> Task directions
Where does the string "spanningtrees" appear? Copy every line of the entries below that holds it.

╭─ Information supplied

PR #276, opened 2023-07-02
Use GenericGraph for testing spanningtrees algorithms

simonschoelly:
This PR makes the tests for the spanningtrees algorithms use `GenericGraph`


gdalle (approved):
OK by me, I think the edge comparisons will be a native feature in GraphsBase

╰─

> Finished exercise
Use GenericGraph for testing spanningtrees algorithms
This PR makes the tests for the spanningtrees algorithms use `GenericGraph`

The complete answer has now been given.